Undercover Inbox
An attempt at identity management!
Welcome, if you’re reading this then most likely you have been given an email address from this domain and are curious about it. Let’s clear 1 thing up first!
This is NOT an anonymous or temporary/disposable email service!
This domain is owned and operated by a single user, and any email address you have recieved from this domain will go to me.
This is not anonymous because if you were given an email address from this domain, you either:
- Asked for my information in addition to my email and I would have provided it
- or, you did not gather that information when you were provided this email and thus I am already anonymous without the use of this domain
This is not temporary/disposable because all email addresses are valid for the entire lifetime of the domain and always go to the same recipient.
Now that that is cleared up we can move on to…
Why?
So why does this domain exist?
Security
Good security practice means you should have a unique password per service. This ensures that if your password is ever leaked from an insecure service, it can’t be used to gain access to more critical services.
However, your password is one of a two part combination of credentials. It stands to reason that if the username for each service was different as well, if your username is leaked from 1 service it could not be used to access other services.
Thus the desire for a way to have unique email usernames for each individual service.
This can be solved by a simple “plus address” which is supported by many email services. However, since plus addresses are so common, many services are able to explicitly disallow their usage and prevent + from being valid in emails despite plus addresses not being an email standard, and thus there can exist perfectly valid email addresses out there with a + character in them. So by using a full domain to create unique addresses I can create addresses in any format that would be deemed acceptable to any service.
The only way a service could prevent this would be to directly block this domain directly. Since this is a single user domain I am sure that is unlikely to happen. From any given services point of view they should only ever see 1 user with this domain, so it’s unlikely it will be tripping any automated spam prevention mechanisms. Most likely it would be someone who is aware of an address from this domain, and that is the point of this site you’re reading now.
Privacy
Now, since we have a unique email username per service, the next issue is privacy.
So with the ability to have unique addresses per service, it’s possible to implement address tracking. Most likely the address provided to you includes your own service’s name in the address in some manner. Doing this means that if spam email starts arriving to a given address it’s trivial to track it back to the service which leaked it. This allows for either taking precaution about that service being compromised (unintentionaly leaked the address) or notifying me about the service having sold my information and thus I can avoid them in the future.
Spam
Spam seems like an inevitable fact of life, it is never a question of if your email will end up on some list, but only a question of when. However, with a unique email per service, it makes it trivial to block any compromised addresses. Since each address is essentially single use only and given out to a single service. If that address is compromised it’s easy to deal with.
If the service leaked the address unintentionally, I can change my email for that service to a new address and block all mail addressed to the old address. This allows me to continue to get mail from the service while blocking any incoming spam from sources who should not have had the address.

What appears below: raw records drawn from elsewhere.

Issue #2485, opened 2024-05-08
Run `zarf dev lint` on create and deploy


AustinAbro321:
### Is your feature request related to a problem? Please describe.
Packages should be linted on create and on deploy. If there is an error on create it should stop the package from being built, warning should be printed to the user. If there is an error on deploy the package should still deploy, but it should be printed to the user

### Describe the solution you'd like

- **Given** I have a zarf.yaml with schema errors
- **When** I run zarf package create
- **Then** my package create fails and I get the lint output
---
- **Given** I have a package with schema errors
- **When** I run zarf package deploy
- **Then** my package deploy succeeds (or tries it's best) and I get the lint output

PR #2585, opened 2024-06-05
feat: run schema validation on create

AustinAbro321:
## Description

This removes the duplicated checks between the schema and validate, and runs error linting on create. This introduces a new type `packageError` to track errors and warnings through packager. This type replaces `packager.warnings`, so this PR touches many files, however besides lint and create behavior is the same. 

## Related Issue

Relates to #2485 

## Checklist before merging


AustinAbro321:
This will change how the errors are presented to users to look like what happens during `zarf dev lint` rather than a normal error message
image

src/pkg/packager/composer/list.go
```diff
@@ -257,19 +257,30 @@ func (ic *ImportChain) String() string {
...
+				YqPath:              fmt.Sprintf("components.[%d]", node.index),
+				Category:            types.SevWarn,
+			})
+		}
 		node = node.next
 	}
 	if len(warnings) > 0 {
-		final := fmt.Sprintf("Migrations were performed on the import chain of: %q", ic.head.Name)
-		warnings = append(warnings, final)
+		final := types.PackageError{
```
schristoff-du, line 277: a more descriptive variable name would be nice

src/pkg/packager/creator/creator_test.go
```diff
@@ -0,0 +1,91 @@
...
+			creator:     NewSkeletonCreator(types.ZarfCreateOptions{}, types.ZarfPublishOptions{}),
+		},
+		{
+			name:        "invalid package definition",
+			testDir:     "invalid",
+			expectedErr: "errors during lint",
+			creator:     NewSkeletonCreator(types.ZarfCreateOptions{}, types.ZarfPublishOptions{}),
+		},
+	}
+	b, err := os.ReadFile("../../../../zarf.schema.json")
```
schristoff-du, line 61: I would suggest a changeDir, but then we would have to move back. 🤔  We could copy? 
This isn't a big deal, but it does look ugly, and it we move this file it'll cause problems. (low priority nit)

src/pkg/packager/creator/creator_test.go
```diff
@@ -0,0 +1,91 @@
...
+
+type mockSchemaLoader struct {
+	b []byte
+}
+
+func (m *mockSchemaLoader) ReadFile(_ string) ([]byte, error) {
+	return m.b, nil
+}
+
+func TestLoadPackageDefinition(t *testing.T) {
```
schristoff-du, line 27: `func TestLoadPackageDefinitionWithValidate`

src/pkg/packager/creator/normal.go
```diff
@@ -61,7 +61,8 @@ func NewPackageCreator(createOpts types.ZarfCreateOptions, cwd string) *PackageC
 }
 
 // LoadPackageDefinition loads and configures a zarf.yaml file during package create.
-func (pc *PackageCreator) LoadPackageDefinition(ctx context.Context, src *layout.PackagePaths) (pkg types.ZarfPackage, warnings []string, err error) {
+// Use LoadPackageDefinitionWithValidate unless there is a specific reason to skip validation or run validation separately
+func (pc *PackageCreator) LoadPackageDefinition(ctx context.Context, src *layout.PackagePaths) (pkg types.ZarfPackage, warnings []types.PackageError, err error) {
```
schristoff-du, line 65: Should LoadPackageDefinition now just call LoadPackageDefinitionWithValidate, or where (should?) this still be used

src/pkg/packager/creator/utils.go
```diff
@@ -5,15 +5,49 @@
...
+	"github.com/defenseunicorns/zarf/src/pkg/packager/lint"
 	"github.com/defenseunicorns/zarf/src/types"
 )
 
+func validate(createOpts types.ZarfCreateOptions, pkg types.ZarfPackage) error {
+	if err := pkg.Validate(); err != nil {
+		return fmt.Errorf("package validation failed: %w", err)
+	}
+
+	findings, err := lint.Validate(context.TODO(), createOpts)
```
schristoff-du, line 26: context.TODO() -> context.Background

src/pkg/packager/creator/utils.go
```diff
@@ -5,15 +5,49 @@
...
+	if err != nil {
+		return fmt.Errorf("unable to lint package: %w", err)
+	}
+
+	lint.PrintFindings(findings, types.SevErr, createOpts.BaseDir, pkg.Metadata.Name)
+	if lint.HasErrors(findings) {
```
schristoff-du, line 32: unsure of this is needed if print findings prints (also, should be severr or sevwarn?)

src/pkg/packager/dev.go
```diff
@@ -105,3 +107,46 @@ func (p *Packager) DevDeploy(ctx context.Context) error {
...
+		return err
+	}
+
+	lintFindings, err := lint.Validate(ctx, p.cfg.CreateOpts)
+	if err != nil {
+		return fmt.Errorf("linting failed: %w", err)
+	}
+	p.warnings = append(p.warnings, lintFindings...)
+
+	if len(p.warnings) == 0 {
```
schristoff-du, line 140: 🤔  Why print this - I think it could be left out

src/pkg/packager/dev.go
```diff
@@ -105,3 +107,46 @@ func (p *Packager) DevDeploy(ctx context.Context) error {
...
+		message.Successf("0 findings for %q", p.cfg.Pkg.Metadata.Name)
+		return nil
+	}
+
+	lint.PrintFindings(p.warnings, types.SevWarn, p.cfg.CreateOpts.BaseDir, p.cfg.Pkg.Metadata.Name)
+
+	if lint.HasErrors(p.warnings) {
```
schristoff-du, line 147: Same comments as above

src/pkg/packager/lint/lint.go
```diff
@@ -6,154 +6,96 @@ package lint
...
 )
 
-// ZarfSchema is exported so main.go can embed the schema file
-var ZarfSchema embed.FS
-
-func getSchemaFile() ([]byte, error) {
-	return ZarfSchema.ReadFile("zarf.schema.json")
+// FileLoader is an interface for reading files, it decouples the lint package from the go embed package
+type FileLoader interface {
+	ReadFile(path string) ([]byte, error)
```
schristoff-du, line 25: 🤔  Do we ever have to worry about multiple reads on the files? (i.e. do we need a locking mechanism?)

schristoff-du:
I'll pass through this again in the morning, but lots of questions ✨

zarf.schema.json
```diff
@@ -382,8 +382,7 @@
       "additionalProperties": false,
       "type": "object",
       "required": [
-        "name",
-        "namespace"
```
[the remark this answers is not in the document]
AustinAbro321: While namespace is required for charts, since having the namespace set through an imported component is possible namespace isn't truly required in the schema if you have import. There is no way for jsonschema to check values across objects (charts cannot check values on the component object) so we do this check with runtime validation instead, which happens after compose.

src/pkg/packager/creator/creator_test.go
AustinAbro321: Yeah I guess no matter what we still have to reference the file, kinda a pick your poison situation. This seems simplest.

src/pkg/packager/creator/normal.go
AustinAbro321: LoadPackageDefinition should be used where we don't want to validate on a package yet, because we are going to change more in it, such as it's use in `zarf dev deploy` or when we want to do additional validations on the package even if it's invalid, such as in `zarf dev lint`. 

In the regular case where a caller is just doing a package create, they can use LoadPackageDefinitionWithValidate.

src/pkg/packager/creator/utils.go
AustinAbro321: I've kept the print as severr intentionally for now, as many of the warnings from lint can be pretty noisy. In the future, I'd like to change some of the lint results to "notes" then print out the lint warnings. 

The table will be printed out, but I want to return an error still that will cause the program to fail if a validate schema is not used. This is what it will look like when someone has a schema error. 

image

src/pkg/packager/lint/lint.go
AustinAbro321: We don't have to worry about multiple reads as lint is not called in a goroutine, however unsynchronized simultaneous reads would be safe anyway

src/types/package.go
```diff
@@ -72,3 +74,29 @@ type ZarfBuildData struct {
 	LastNonBreakingVersion     string            `json:"lastNonBreakingVersion,omitempty" jsonschema:"description=The minimum version of Zarf that does not have breaking package structure changes"`
 	Flavor                     string            `json:"flavor,omitempty" jsonschema:"description=The flavor of Zarf used to build this package"`
 }
+
+// PackageError is a struct that contains a finding about something wrong with a package
+type PackageError struct {
+	// YqPath is the path to the key where the error originated from, this is sometimes empty in the case of a general error
+	YqPath      string
```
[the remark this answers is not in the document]
AustinAbro321: Wanted to differentiate between the packagePath where the error occurred. for example "packages/gitea" vs the yqPath of the error in yaml ".metadata.name"

src/types/package.go
```diff
@@ -21,7 +21,7 @@ type ZarfPackage struct {
 	Kind       ZarfPackageKind                 `json:"kind" jsonschema:"description=The kind of Zarf package,enum=ZarfInitConfig,enum=ZarfPackageConfig,default=ZarfPackageConfig"`
 	Metadata   ZarfMetadata                    `json:"metadata,omitempty" jsonschema:"description=Package metadata"`
 	Build      ZarfBuildData                   `json:"build,omitempty" jsonschema:"description=Zarf-generated package build data"`
-	Components []ZarfComponent                 `json:"components" jsonschema:"description=List of components to deploy in this package"`
+	Components []ZarfComponent                 `json:"components" jsonschema:"description=List of components to deploy in this package,minItems=1"`
```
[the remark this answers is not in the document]
AustinAbro321: Yeah it's very nice. There's more we can add to the schema as well, but wanted to keep it simple in this PR. I think we can also do it in code rather than in json comments which will probably be easier to read for anything complex.

src/pkg/packager/dev.go
AustinAbro321: It just feels like we should give feedback to the user so they know the lint actually happened. Screenshot of without vs with. 
image

src/pkg/packager/dev.go
AustinAbro321: Yeah I don't love this, but I still want to give an error to cobra so that it exits with 1. Here is it with the error message vs without. I'm fine with either way. 
image

src/pkg/packager/creator/utils.go
AustinAbro321: As I think about "errors in package" is probably better for the create case

src/cmd/package.go
```diff
@@ -344,6 +344,11 @@ func bindCreateFlags(v *viper.Viper) {
 	createFlags.BoolVarP(&pkgConfig.CreateOpts.ViewSBOM, "sbom", "s", v.GetBool(common.VPkgCreateSbom), lang.CmdPackageCreateFlagSbom)
 	createFlags.StringVar(&pkgConfig.CreateOpts.SBOMOutputDir, "sbom-out", v.GetString(common.VPkgCreateSbomOutput), lang.CmdPackageCreateFlagSbomOut)
 	createFlags.BoolVar(&pkgConfig.CreateOpts.SkipSBOM, "skip-sbom", v.GetBool(common.VPkgCreateSkipSbom), lang.CmdPackageCreateFlagSkipSbom)
+	validateSchema := true
+	if v.Get(common.VPkgCreateValidateSchema) != nil {
+		validateSchema = v.GetBool(common.VPkgCreateValidateSchema)
+	}
+	createFlags.BoolVar(&pkgConfig.CreateOpts.ValidateSchema, "validate-schema", validateSchema, lang.CmdPackageCreateFlagValidateSchema)
```
AustinAbro321, line 351: Went back and forth on whether I should add this flag, want to hear teams thoughts. In theory we have yaml extension covered so we shouldn't need an escape hatch. Not sure if we want this just in case tho.

src/pkg/packager/creator/creator.go
```diff
@@ -13,7 +13,9 @@ import (
 
 // Creator is an interface for creating Zarf packages.
 type Creator interface {
-	LoadPackageDefinition(ctx context.Context, src *layout.PackagePaths) (pkg types.ZarfPackage, warnings []string, err error)
+	LoadPackageDefinition(ctx context.Context, src *layout.PackagePaths) (pkg types.ZarfPackage, warnings []types.PackageError, err error)
+	LoadPackageDefinitionWithValidate(ctx context.Context, src *layout.PackagePaths) (pkg types.ZarfPackage, warnings []types.PackageError, err error)
```
lucasrod16, line 17: I don't think we should add any methods to the Creator interface for schema validation. It clutters the purpose of the interface. Schema validation is an implementation detail that should be hidden from the interface's API. We could probably use the functional options pattern to allow configuring strict schema validation, but we should not add specific validation methods to the interface.

lucasrod16 (changes requested):
Can you split this PR into multiple PRs so that it's easier to review? There is a good amount of refactoring and changes to keep track of in this PR that would be easier to review in smaller chunks

src/pkg/packager/creator/creator.go
AustinAbro321: IMO it makes sense to expose Validate because a caller may want to make changes to the package before assembling then validate the package as we do in `dev deploy` or they may want to load a package even if it's incorrect so additional data can be extracted from the package as we do in `dev lint`.

What do you think of instead having a function `LoadPackageDefinitionWithOutValidate` so it's more clear to the caller that `LoadPackageDefinition` is the default? After talking with @phillebaba I'm planning to remove the option to not validate the schema. Even if we did allow users to not validate their schema I think we should still keep the other validations (`pkg.Validate()`) we already have in place so I'd rather not do it through a create option.

lucasrod16: I agree that we should make schema validation the default behavior in `LoadPackageDefinition`. We can add a boolean field in `CreateOptions` to allow callers to disable it for cases where strict validation isn't wanted or needed. Since we already use `pkg.Validate` in `LoadPackageDefinition`, we just need to add a call to `lint.Validate` without changing the interface.

AustinAbro321: I think there are two questions here. 
1. Should we add the `Validate()` to the creator interface
2. Should we add the `LoadPackageDefinitionWithOutValidate()` to the interface. 

IMO we should add `Validate()` to the interface. It will be useful to have a common exposed way to ensure the package is valid if changes are made after the package is loaded. We do this already in `dev deploy`, and it'd be reasonable for a library user to want to do something similar. 

As far as not adding the `LoadPackageDefinitionWithOutValidate()` and instead using a createOpt, I think I'm fine with that. Though I'm unsure if it should be passed to the user as that would give them more options for bad packages than they have currently.

lucasrod16: My answer is no to both questions. I do not think we need to make any changes to the Creator interface to run schema validation during package create.

I am suggesting a more simple approach by adding a single boolean field to CreateOptions and a single `lint.Validate` function call right after `pkg.Validate` is currently called in `LoadPackageDefinition`. The validate logic would always get called by default, unless the CreateOptions boolean field for disabling it is set to true. It achieves the same goals and behavior with less code and less abstractions/complexity. Callers are already required to pass a `ZarfCreateOptions` struct to instantiate a Creator object, so it would be very simple to simple set a boolean field to true in that sruct to disable schema validation if desired, rather than calling a separate `Validate` method at the right time.

AustinAbro321:
Broke this out into #2658 and #2660

src/pkg/lint/findings.go
```diff
@@ -0,0 +1,115 @@
...
+
+func filterLowerSeverity(findings []PackageFinding, severity Severity) []PackageFinding {
+	findings = helpers.RemoveMatches(findings, func(finding PackageFinding) bool {
+		return finding.Severity > severity
+	})
+	return findings
+}
+
+// PrintFindings prints the findings of the given severity in a table
+func PrintFindings(findings []PackageFinding, severity Severity, baseDir string, packageName string) {
```
phillebaba, line 65: I know that it is tricky but this would be nice to defer to the cli calling. If it is very difficult to do right now you can ignore this.

src/pkg/lint/findings_test.go
```diff
@@ -0,0 +1,107 @@
...
+			},
+			packageName: "testPackage",
+			want: map[string][]PackageFinding{
+				"path": {{Severity: SevWarn, PackageNameOverride: "import", PackagePathOverride: "path"}},
+				".":    {{Severity: SevErr, PackageNameOverride: "testPackage", PackagePathOverride: "."}},
+			},
+		},
+	}
+	for _, tt := range tests {
+		tt := tt
```
phillebaba, line 50: This is no longer needed in Go 1.22

src/pkg/lint/findings_test.go
```diff
@@ -0,0 +1,107 @@
...
+				{
+					Severity: SevErr,
+				},
+			},
+			severity: SevErr,
+			expected: true,
+		},
+	}
+	for _, tt := range tests {
+		tt := tt
```
phillebaba, line 101: Ditto

src/pkg/lint/lint.go
```diff
@@ -0,0 +1,141 @@
...
+	}
+
+	PrintFindings(findings, SevWarn, createOpts.BaseDir, pkg.Metadata.Name)
+
+	if HasSevOrHigher(findings, SevErr) {
+		return errors.New("errors during lint")
+	}
+
+	return nil
+}
```
phillebaba, line 58: NIT but I would remove the white space in between lines.

src/pkg/lint/findings.go
```diff
@@ -0,0 +1,115 @@
...
+)
+
+func (f PackageFinding) itemizedDescription() string {
+	if f.Item == "" {
+		return f.Description
+	}
+	return fmt.Sprintf("%s - %s", f.Description, f.Item)
+}
+
+func colorWrapSev(s Severity) string {
```
phillebaba, line 48: We could change this rater but UI stuff should not be here.

phillebaba (commented):
Some small comments.

src/pkg/packager/creator/creator_test.go
```diff
@@ -6,16 +6,33 @@ package creator
...
+func (m *mockSchemaLoader) ReadFile(_ string) ([]byte, error) {
+	return m.b, nil
+}
+
+// Satisfy fs.ReadFileFS interface
+func (m *mockSchemaLoader) Open(_ string) (fs.File, error) {
+	return nil, nil
+}
+
+func TestLoadPackageDefinitionWithValidate(t *testing.T) {
```
lucasrod16, line 33: Can we rename this test back to `TestLoadPackageDefinition` for clarity?

src/pkg/packager/creator/utils.go
```diff
@@ -5,15 +5,36 @@
...
 
 	"github.com/defenseunicorns/zarf/src/config"
+	"github.com/defenseunicorns/zarf/src/pkg/lint"
 	"github.com/defenseunicorns/zarf/src/pkg/packager/deprecated"
 	"github.com/defenseunicorns/zarf/src/types"
 )
 
+// Validate errors if a package violates the schema or any runtime validations
+// This must be run while in the parent directory of the zarf.yaml being validated
+func Validate(pkg types.ZarfPackage) ([]lint.PackageFinding, error) {
```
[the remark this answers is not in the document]
AustinAbro321: No this is create time validation. Deploy will have to allow for breakages in the schema as there could be fields that previously existed which were removed or new fields added when deploying with a different version of Zarf.

src/pkg/packager/creator/creator_test.go
```diff
@@ -43,17 +60,28 @@ func TestLoadPackageDefinition(t *testing.T) {
...
+			defer func() {
+				err = os.Chdir(cwd)
+				require.NoError(t, err)
+			}()
+			path := filepath.Join("testdata", tt.testDir)
+			err = os.Chdir(path)
+			require.NoError(t, err)
 
-			src := layout.New(filepath.Join("testdata", tt.testDir))
+			src := layout.New(".")
```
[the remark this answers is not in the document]
AustinAbro321: Since `ValidateSchema` is doing a read on the `zarf.yaml` we need to to be in the correct directory. The Creator interface already has that assumption, otherwise compose won't work, but we aren't composing in this test. #2683 will change this hopefully, but it'll be pretty involved.

src/pkg/lint/findings.go
AustinAbro321: Yeah it's difficult to do right now as we'd have to change create & dev to return findings to the cli so it could then be printed. I think I'm leaning towards doing that. Would love to chat synchronously on the implications of implementing that.

src/pkg/lint/findings.go
AustinAbro321: Hmm pretty much the entirety of this file is UI stuff. Do you feel we should move this entire file minus the data types to message like `printCredentialsTable`?

AustinAbro321: Keeping this here until we have a better solution as moving to message would require keeping the lint types in the types package which we want to avoid

zarf.schema.json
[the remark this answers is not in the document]
AustinAbro321: resolving as this happened in another pr

phillebaba (changes requested):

If the service leaked the address intentionally, then I can simply stop using the less than scrupulous service and block the address.
Does it work?
Yes, I have a singular case study that I’d love to share. I made a purchase on Etsy from a small single user shop. I gave them a unique address. A couple of months later, I started getting spam to that address. Since I knew that the shop was run by a single user who was interested in building their reputation I was hesitant that they had purposefully sold my information so I reached out to them.
They were very sorry to hear that the email had been leaked and informed they did not intentionally sell my information. We then went back and forth and while the spam I was getting meant nothing to me, it turns out it was very obvious to the shop owner. The spam I was getting was for the invoice software the shop owner was using to manage their store. So it was a 3rd party who had stolen the address on behalf of this poor shop owner.
If my address were not directly traceable back to that individual shop owner there is no way that this would have been traced back to it’s source. That invoice software is probably in use by many different users. If you have a single address that you give out everywhere and that address ends up on a list somewhere and spam starts arriving, there is simply nothing you can do. Yet with this system there was something I could do and I believe that the shop owner no longer uses that invoice software any longer meaning that tracing this questionable business decision at least had some, while definitely minor, negative impact on the company. That alone makes this all worth it!